Fatima Ettaamni interpelle le ministre sur la marchandisation et la gouvernance des universités

07 septembre 2025 - 12:09

La députée de la Fédération de la gauche démocratique, Fatima Ettaamni, a choisi la voie parlementaire pour mettre en lumière deux dossiers brûlants qui agitent aujourd’hui le monde universitaire marocain : l’instauration de frais pour les fonctionnaires inscrits à l’université et le projet de loi 59.24. Dans ses deux questions écrites au ministre Abdellatif Miraoui, elle dénonce à la fois un risque de marchandisation et une dérive institutionnelle qui menace l’autonomie et la gratuité de l’enseignement supérieur.
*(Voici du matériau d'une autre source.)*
PR #632, opened 2024-05-24
Add tag for fluentd image

dharmit:

#### Linked Issues ####

Addresses part of https://github.com/rancherlabs/image-scanning/issues/1366

### DIFF
--- a/images-list
+++ b/images-list
@@ -225,6 +225,7 @@ ghcr.io/banzaicloud/fluentd rancher/mirrored-banzaicloud-fluentd v1.13.3-alpine-
 ghcr.io/banzaicloud/fluentd rancher/mirrored-banzaicloud-fluentd v1.14.4-alpine-2
 ghcr.io/banzaicloud/fluentd rancher/mirrored-banzaicloud-fluentd v1.14.5-alpine-1
 ghcr.io/banzaicloud/fluentd rancher/mirrored-banzaicloud-fluentd v1.14.6-alpine-5
+ghcr.io/kube-logging/fluentd rancher/mirrored-banzaicloud-fluentd v1.16-ruby3.3-full-build.140
 ghcr.io/banzaicloud/logging-operator rancher/mirrored-banzaicloud-logging-operator 3.14.0
 ghcr.io/banzaicloud/logging-operator rancher/mirrored-banzaicloud-logging-operator 3.15.0
 ghcr.io/banzaicloud/logging-operator rancher/mirrored-banzaicloud-logging-operator 3.17.1
--- a/images-list
+++ b/images-list
@@ -225,7 +225,6 @@ ghcr.io/banzaicloud/fluentd rancher/mirrored-banzaicloud-fluentd v1.13.3-alpine-
 ghcr.io/banzaicloud/fluentd rancher/mirrored-banzaicloud-fluentd v1.14.4-alpine-2
 ghcr.io/banzaicloud/fluentd rancher/mirrored-banzaicloud-fluentd v1.14.5-alpine-1
 ghcr.io/banzaicloud/fluentd rancher/mirrored-banzaicloud-fluentd v1.14.6-alpine-5
-ghcr.io/kube-logging/fluentd rancher/mirrored-kube-logging-fluentd v1.16-ruby3.3-full-build.140
 ghcr.io/banzaicloud/logging-operator rancher/mirrored-banzaicloud-logging-operator 3.14.0
 ghcr.io/banzaicloud/logging-operator rancher/mirrored-banzaicloud-logging-operator 3.15.0
 ghcr.io/banzaicloud/logging-operator rancher/mirrored-banzaicloud-logging-operator 3.17.1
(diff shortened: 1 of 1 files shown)


dharmit:
@alexandreLamarre can you PTAL this PR and provide your feedback?

images-list
```diff
@@ -222,6 +222,7 @@ ghcr.io/banzaicloud/fluentd rancher/mirrored-banzaicloud-fluentd v1.13.3-alpine-
 ghcr.io/banzaicloud/fluentd rancher/mirrored-banzaicloud-fluentd v1.14.4-alpine-2
 ghcr.io/banzaicloud/fluentd rancher/mirrored-banzaicloud-fluentd v1.14.5-alpine-1
 ghcr.io/banzaicloud/fluentd rancher/mirrored-banzaicloud-fluentd v1.14.6-alpine-5
+ghcr.io/kube-logging/fluentd rancher/mirrored-kube-logging-fluentd v1.16-ruby3.3-full-build.140
```
brandond, line 225: any commentary on why we're changing the tag format, and pulling from a different upstream?

brandond: Also, you'll need to create and link a ticket for EIO to create the `rancher/mirrored-kube-logging-fluentd` repository.

brandond (changes requested):

images-list
dharmit: > any commentary on why we're changing the tag format, and pulling from a different upstream?

The image is no longer maintained under ghcr.io/banzaicloud. The change in tag is a mere reflection of how ghcr.io/kube-logging tags the image. 

> Also, you'll need to create and link a ticket for EIO to create the `rancher/mirrored-kube-logging-fluentd` repository.

Ack. Thanks for the tip. I'm hoping for someone from the O&B team to validate if I've made the correct changes before I perform the next steps.

mallardduck: My main question on the new tag we're targeting is what one we should use to be "safest".
I [tracked down a default image tag](https://github.com/kube-logging/logging-operator/blob/ace8f631482fa031077e2ff6319a11a7d1174904/pkg/sdk/logging/api/v1beta1/logging_types.go#L175
) string to here:
> "v1.16-full"

However, for our use-case I think tagging to a specific build (as you've done) is apt per their Best Practice:  

> To ensure that subsequent builds don't break your production environment, you may want to pin your image to a specific build:
>     
>     ghcr.io/kube-logging/fluentd:VERSION-IMAGE-TYPE-build.BUILD_NUMBER

In theory the 3.3 ruby based images will have w/e benefits Ruby 3.3 brings over 3.2.
However if this isn't the default being used upstream, I wonder if that puts us at more risk by switching?

dharmit: > However, for our use-case I think tagging to a specific build (as you've done) is apt per their Best Practice:
> 
> > To ensure that subsequent builds don't break your production environment, you may want to pin your image to a specific build:
> > ```
> > ghcr.io/kube-logging/fluentd:VERSION-IMAGE-TYPE-build.BUILD_NUMBER
> > ```

This was the exact reason I went with a tag that looked kinda unreadable.



> if this isn't the default being used upstream, I wonder if that puts us at more risk by switching?

For the same reason that you mentioned above, IMO, we should use an image with build number.

mallardduck: Sorry to clarify - I think we're on the same page for targeting build specific tags.
I was less clear about what version "upstream" ships by default to users.
Are they using a Ruby 3.2 or Ruby 3.3 based image/fluentd build for `"v1.16-full"`?

My logic being that we probably want to use whatever version is most tested and used by end-users of upstream. That way we (in theory) have a lower risk of running into unexpected edge case issues. Or maybe I'm over thinking that part of things.

Maybe @joshmeranda has some ideas on this as he did a lot of hard work around the initial rebase to the new logging stuff.

ericpromislow:
Doesn't look like you need another reviewer, but I can review that the ghrc.io image has no HIGH or CRITICAL CVEs

ericpromislow (changes requested):
Need to move the line starting with `ghcr.io/kube-logging/fluentd rancher/mirrored-kube-logging-fluentd` to the line after `ghcr.io/epinio/epinio-unpacker rancher/mirrored-epinio-epinio-unpacker v1.10.0` to pass the sort check.

images-list
dharmit: > Or maybe I'm over thinking that part of things.

It's just our occupational hazard, I'd wager. 😉

dharmit:
> Need to move the line starting with `ghcr.io/kube-logging/fluentd rancher/mirrored-kube-logging-fluentd` to the line after `ghcr.io/epinio/epinio-unpacker rancher/mirrored-epinio-epinio-unpacker v1.10.0` to pass the sort check.

Thanks, @ericpromislow. I thought images were grouped based on repository. Didn't know they were alphabetically sorted. :)

brandond:
lgtm; still need the new target repo created by EIO

dharmit:
> lgtm; still need the new target repo created by EIO

@brandond done. Can you PTAL when you have a chance?

mallardduck (approved):
:shipit:

brandond (approved):

Issue #666, opened 2024-07-10
Drone Publish Jobs not Running


mallardduck:
The drone publish jobs for this repo are no longer running, as such we are missing the images that should have been mirrored when this https://github.com/rancher/image-mirror/pull/664 was merged. Without those images this is a blocker for https://github.com/rancher/rancher/pull/46082

It appears that `drone-publish` for this repo is inactive: https://drone-publish.rancher.io/rancher/image-mirror/settings

mallardduck:
Just have one more PR related to this that I'd like to follow up on (merge or close) before closing this out.
https://github.com/rancher/image-mirror/pull/670

mallardduck:
I've updated the PR so this can close once it is merged.

PR #668, opened 2024-07-11
Verify prs with GitHub Action

thardeck:
#### Types of Change ####

Add GitHub Action to verify prs similarly to Drone.

#### Additional Notes ####

Updated the README.md accordingly and removed a leftover file from the Dapper Docker image.

PR #670, opened 2024-07-11
Remove dapper from GHA calls

mallardduck:
#### Types of Change ####

Removes dapper from GHA workflows by calling the scripts directly.

#### Linked Issues ####

Follow up for:
https://github.com/rancher/image-mirror/pull/668
https://github.com/rancher/image-mirror/pull/669

Will fix: https://github.com/rancher/image-mirror/issues/666

### DIFF
--- a/.github/workflows/add-tag-to-existing-image.yml
+++ b/.github/workflows/add-tag-to-existing-image.yml
@@ -32,10 +32,10 @@ jobs:
         uses: actions/checkout@d632683dd7b4114ad314bca15554477dd762a938 # v4.2.0
       - name: Run add-tag-to-existing-image.sh
         if: github.event.inputs.images != '' && github.event.inputs.tags != ''
-        run: make add-tag-to-existing-image.sh
+        run: ./scripts/add-tag-to-existing-image.sh
       - name: Run add-full-image-wrapper.sh
         if: github.event.inputs.full_images != ''
-        run: make add-full-image-wrapper.sh
+        run: ./scripts/add-full-image-wrapper.sh
       - name: Check for repository changes
         run: |
           if git diff --name-only --exit-code; then


brandond (approved):

brandond:
I still see a drone check on this PR, does it need to be rebased?

mallardduck:
@brandond - yeah that's odd, seems like the repo settings may have had Drone PR added back?

brandond:
It's at least not blocking the merges any more, so I can go ahead and merge this if you'd like.

mallardduck:
I'll let @thardeck give this a review first and then after that lets merge it. I like the collaboration we're doing and think having them look it over and giving a review too will be good.

mallardduck:
Ahh - yeah I was still on a stale `master` branch. Looks like I had never added an upstream to pull in the new changes and was on my out of sync fork still. Fixed that now and will adjust readme as mentioned.

I'm also looking into the add-tag job issue and will probably make a new PR for that. I will also look into addressing a way to clean up the `gha-` branches via workflow too, since I'm seeing a lot of those on the repo.

mallardduck:
So it seems our failing `add-tag-to-existing-image` like: https://github.com/rancher/image-mirror/actions/runs/9905573716/job/27365382388

Are being caused by an upstream k8s issue caused by an upstream (to them) issue with microsoft base images they use; based on this issue: https://github.com/kubernetes-csi/livenessprobe/issues/273

Also just noticed the [release note](https://github.com/kubernetes-csi/livenessprobe/releases/tag/v2.13.0) says they cannot build windows images; confused why this caused them to not publish linux images, but likely related.

mallardduck:
Wonder if we should merge this PR or close it? I know some folks still like the uniformity Dapper provides, so maybe we don't remove dapper? I've enjoyed keeping it around in a repo where I need to run the CI scripts locally. I'm not sure if that applies to this repo though, so maybe removing it is fine since we don't need that local use case?

brandond:
I am +1 on dropping it from the workflows, but I do think there is value in leaving artifacts in the repo for devs that still use dapper for local testing - at least until we receive direction from management that we are to do away with it entirely.

mallardduck:
@brandond - this should be good to review now, scoped down to just remove dapper from CI running. However it remains for local dev usage.

brandond (approved):

joshmeranda (approved):

colstrom (approved):

brandond:
yolo

PR #687, opened 2024-08-02
bump image for monitoring rebase

joshmeranda:

- [x] If updating an existing entry, verify the `SOURCE` is still accurate and upstream hasn't been migrated to a new registry or repo (if they've migrated, a new repo request to EIO is needed to comply with the `SOURCE DESTINATION TAG` pattern)

#### Types of Change ####

New image tags


images-list
```diff
@@ -220,6 +220,7 @@ gcr.io/google_containers/k8s-dns-sidecar rancher/mirrored-k8s-dns-sidecar 1.15.1
 gcr.io/google_containers/pause rancher/mirrored-pause 3.1
 gcr.io/google_containers/pause rancher/mirrored-pause 3.2
 gcr.io/kubebuilder/kube-rbac-proxy rancher/kube-rbac-proxy v0.5.0
+gcr.io/kubebuilder/kube-rbac-proxy rancher/mirrored-kubebuilder-kube-rbac-proxy v0.18.0
```
brandond, line 223: why are we changing the target from `rancher/mirrored-kube-rbac-proxy` to `rancher/mirrored-kubebuilder-kube-rbac-proxy`? I think the target should remain as is, and v0.18.0 should go at the bottom of the list just below this line.

If the target change is intentional, can you confirm that the new repo exists and the bot account can push to it?

brandond (changes requested):

images-list
joshmeranda: Your right, didn't catch this @brandond

images-list
```diff
@@ -223,6 +223,7 @@ gcr.io/kubebuilder/kube-rbac-proxy rancher/kube-rbac-proxy v0.5.0
 gcr.io/kubebuilder/kube-rbac-proxy rancher/mirrored-kube-rbac-proxy v0.5.0
 gcr.io/kubebuilder/kube-rbac-proxy rancher/mirrored-kube-rbac-proxy v0.14.0
 gcr.io/kubebuilder/kube-rbac-proxy rancher/mirrored-kube-rbac-proxy v0.15.0
+gcr.io/kubebuilder/kube-rbac-proxy rancher/mirrored-kube-rbac-proxy v0.18.0
```
brandond, line 226: I don't see anything in upstream newer than v0.16.0. Is the upstream project now publishing somewhere else?

joshmeranda: yeah I've been looking into that. Looks like the upstream chart changed their upstream to `brancz/kube-rbac-proxy` which wasn't clear when I was rebasing the chart. Will need a new repo

brandond: Looking at the repo, I suspect that the gcr.io/kubebuilder/kube-rbac-proxy image was always just a mirror of the `brancz/kube-rbac-proxy` image since the project still hasn't been accepted into the kubernetes org. Kind of an odd situation.

brandond (approved):

brandond:
merged. You might check on the new repo in a bit to make sure the tags get pushed successfully.

PR #706, opened 2024-08-26
include fluentd latest base build

jbiers:

#### Types of Change ####

New image tag

#### Linked Issues ####

[#1366](https://github.com/rancherlabs/image-scanning/issues/1366)

### DIFF
--- a/images-list
+++ b/images-list
@@ -264,8 +264,8 @@ ghcr.io/epinio/epinio-unpacker rancher/mirrored-epinio-epinio-unpacker v1.6.2
 ghcr.io/epinio/epinio-unpacker rancher/mirrored-epinio-epinio-unpacker v1.8.1
 ghcr.io/epinio/epinio-unpacker rancher/mirrored-epinio-epinio-unpacker v1.9.0
 ghcr.io/epinio/epinio-unpacker rancher/mirrored-epinio-epinio-unpacker v1.10.0
-ghcr.io/kube-logging/fluentd rancher/mirrored-kube-logging-fluentd v1.16-ruby3.3-full-build.140
 ghcr.io/kube-logging/fluentd rancher/mirrored-kube-logging-fluentd v1.16-base-build.142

Dans une première intervention, Fatima Ettaamni s’est alarmée de la décision de plusieurs universités d’imposer des frais élevés aux fonctionnaires et salariés désireux de poursuivre leurs études par le système dit de « temps aménagé ». Elle écrit que cette orientation « élargit le cercle de l’exclusion sociale » et qu’elle « porte des dimensions sociales et économiques qui touchent au principe d’égalité des chances ». Pour la députée, l’instauration de tarifs allant de 6 000 à 17 500 dirhams selon les cycles constitue une « étape dangereuse vers la marchandisation de l’enseignement », qui pourrait affaiblir le caractère public et accessible de l’université. Elle appelle le ministre à préciser quelles mesures son département entend prendre « pour mettre fin à ce qui est perçu comme une atteinte au principe de gratuité ».

Cette question ne se limite pas à un débat technique sur le financement. Elle renvoie à une interrogation plus large : l’université doit-elle être un service public accessible à toutes et à tous, ou bien un espace où l’accès dépend des moyens financiers des individus ? Dans un contexte social marqué par de fortes inégalités, les frais imposés risquent de décourager des centaines de fonctionnaires qui voient dans la formation continue une voie d’émancipation professionnelle et personnelle.

La seconde question parlementaire s’attaque au projet de loi 59.24, qui vise à réorganiser le système de l’enseignement supérieur et de l’innovation. Fatima Ettaamni dénonce un texte « présenté de manière unilatérale et sans approche participative avec les enseignants et les instances universitaires », une méthode qui alimente la méfiance et provoque une montée des tensions dans les campus. Elle souligne que le projet « consacre le rôle d’un Conseil des gouverneurs sans représentation des enseignants et des étudiants », une exclusion jugée « grave pour le travail participatif et les droits des acteurs universitaires ».

Selon la députée, ce choix institutionnel n’est pas neutre. En écartant ceux qui vivent et font l’université au quotidien, le gouvernement envoie un signal inquiétant : celui d’une gouvernance centralisée, verticale, peu soucieuse de la collégialité et du débat académique. Elle rappelle que « le rejet massif exprimé par les professeurs et coordonnateurs de filières » s’explique par la volonté de protéger l’université contre « tout glissement susceptible de fragiliser la gratuité ou d’affaiblir la réforme pédagogique ». Dans sa lettre, Ettaamni demande explicitement « le retrait du projet de loi 59.24 et l’ouverture d’un dialogue élargi avec l’ensemble des acteurs ».

Ces deux interventions révèlent un même fil rouge : l’université marocaine est à la croisée des chemins. Entre la tentation d’un financement par les usagers et la mise en place d’une gouvernance éloignée de ses propres communautés, elle risque de perdre son rôle d’espace public de savoir, de mobilité sociale et d’émancipation.

En donnant voix à ces inquiétudes, Fatima Ettaamni ne s’adresse pas seulement au ministre, mais à l’opinion publique. Car derrière les textes et les frais, il y a une question essentielle : quelle université pour quel Maroc ? Un espace marchand soumis aux logiques comptables, ou une institution qui respire grâce à l’ouverture, la collégialité et l’égalité des chances ?

En citant ces passages, la députée a voulu alerter sur l’urgence de préserver ce qui fait la dignité de l’enseignement supérieur : son accessibilité et son autonomie. Deux valeurs qui, si elles venaient à se diluer, mettraient en péril non seulement l’avenir des étudiants et des enseignants, mais aussi celui d’un pays qui compte sur sa jeunesse pour porter son développement.